There is advice and guidance on our website for:
Digital projects
If your project involves the creation of a digital product or digital engagement activity, it is essential that you have researched and established that there will be an audience for this and how you will effectively promote the product or activity to that audience. You must include the evidence of this research and audience in your application.
If you will be paying a developer to create a digital product for you, then you must have a clear brief that you, rather than the developer, has written.
Digital products that we fund must be built on open source, or comercial open source format and your application must indicate your plans for ongoing maintenance of the product and how you will resource these costs.
Capital projects
If you’re applying for funding for capital works, which includes new buildings, refurbishment, improvements to displays, and anything that involves fixed assets, then you will need to tell us about:
- Security of tenure. We will need to know that you have security of tenure for at least five years. You may own the property or have a lease or other form of agreement that has more than five years remaining, but we will ask for confirmation of these arrangements.

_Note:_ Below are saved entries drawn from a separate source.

PR #4852, opened 2022-06-21
chore(DefaultErrorMessage): open new ui issue link in new tab/window

### LINKED ISSUE #4849: Error context is lost when following link to create an issue

hoorayimhelping:
Co-authored by: Steven Solomon <steven-solomon@github.com>

Closes #4849

Copied from: https://github.com/influxdata/ui/pull/4850, which was from a community contributor.

### DIFF
--- a/src/shared/components/DefaultErrorMessage.tsx
+++ b/src/shared/components/DefaultErrorMessage.tsx
@@ -4,6 +4,8 @@ import React from 'react'
 // Types
 import {ErrorMessageComponent} from 'src/types'
 
+import {SafeBlankLink} from 'src/utils/SafeBlankLink'
+
 const DefaultErrorMessage: ErrorMessageComponent = () => {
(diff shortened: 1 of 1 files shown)


wdoconnell (approved):
Looks good to me.

PR #4861, opened 2022-06-21
chore: add events to close gaps in eventing

### LINKED ISSUE #4807: Review instrumentation design guide for new query builder

asalem1:
Closes #4807 

This PR adds a few key events that are missing for us to make wholesale metric analysis on user behavior based on the product spec. More specifically, this PR adds:

1. An event for when the user leaves the Data Explorer page
2. An event for when the user types in the Flux Editor in the New Query Builder
3. An event for when a user selects a bucket in the New Query Builder
4. An event for when a user selects a measurement in the New Query Builder
5. An event for when a user searches in the New Query Builder
6. An event for when a user toggles between the New and Old Query Builder
7. An event for when users selects a tag / value / searches tag keys / search tag values in the Old Query Builder
8. An event for when a user selects a bucket in the Old Query Builder

### DIFF
--- a/src/dataExplorer/components/DataExplorerPage.tsx
+++ b/src/dataExplorer/components/DataExplorerPage.tsx
@@ -57,7 +57,7 @@ const DataExplorerPage: FC = () => {
     return () => {
       event('Exited Data Explorer')
     }
-  })
+  }, [])
 
   return (
     <Page titleTag={pageTitleSuffixer(['Data Explorer'])}>


src/dataExplorer/components/DataExplorerPage.tsx
```diff
@@ -53,6 +53,12 @@ const DataExplorerPage: FC = () => {
     event('Data Explorer Page - Clicked Notebooks CTA')
   }
 
+  useEffect(() => {
+    return () => {
+      event('Exited Data Explorer')
```
wiedld, line 58: useEffect gets triggered much more often, including:
* page load
* toggling between old and new data explorer.

wiedld (changes requested):
Please change the "exit dataExplorer" event, since that's not when it's triggered.

wiedld (approved):
LGTM

PR #4864, opened 2022-06-21
feat: update Quartz api client SHA

eatondustin1:
Update the SHA for the generated Quartz api client.


wdoconnell (approved):
Looks good to me. Thanks for adding `isUpgradeable`. 👍

PR #4879, opened 2022-06-23
fix: csv not respecting time range

drdelambre:
found this bug where the download csv button wasn't respecting the user's selected time range, should be fixed before launch


appletreeisyellow (approved):
I like how you rearranged the import files into different categories!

- Permissions. It is your responsibility to check if any permissions are required for the work to be carried out, from the Planning Authority, other regulatory authority, or your landlord, and to let us know that you have done this. You should allow an appropriate amount of time to obtain planning permission in your project plan if you have not already obtained this, and let us know of any preliminary discussions you have had about the proposed work. You should obtain permission from a landlord for the work to be carried out before you apply for funding and confirm that this has been done.
- Briefs and tenders. You will be asked to provide briefs and indicative quotes with an application to substantiate your grant request. If a grant is awarded, you will have then be expected to obtain confirmed quotes. For work with a contract value of between £5,000 and £20,000 you will be required to get a minimum of three written quotes from competitive sources in response to your brief. For a contract exceeding £20,000 you will be required to go through a formal tendering process. Briefs should be written by you to articulate the need you are seeking to address and should not be written by a supplier.
Scoping, planning, or preparatory research work
You can apply to our Small Grants Fund to do scoping, planning, and preparatory research in preparation for larger scale, strategic project work, for which you may plan to apply for grant support from MGS or from other sources.
When we fund activity of this nature, we will expect your application to include the steps necessary to take this work on to the next stages in order to reduce the risk of the funding paying for reports and plans that are never used. For example, one of the project outputs being a costed implementation plan to which the governing body has committed. You should discuss what will be appropriate in your case with one of our Grants Team.
Partnership projects
We’re keen to support museums to work in partnership and welcome partnership applications. We define a partnership as an agreed relationship between two or more organisations with a shared vision who gain mutual benefit from working together to achieve common goals. Arrangements where one organisation simply delivers (paid or unpaid), a service that another organisation uses, are not regarded as partnerships.
We can accept partnership applications from one lead partner organisation on behalf of the partnership, or from a constituted group of museums. We always expect there to be a partnership agreement setting out the shared objective(s) and the roles and responsibilities of partners. This can be formalised after an award as been offered, but if this is not in place prior to application, the application must at least include written confirmation from the partners that they are committed to the project and clear plans for how the partnership will be managed and how it will manage the grant.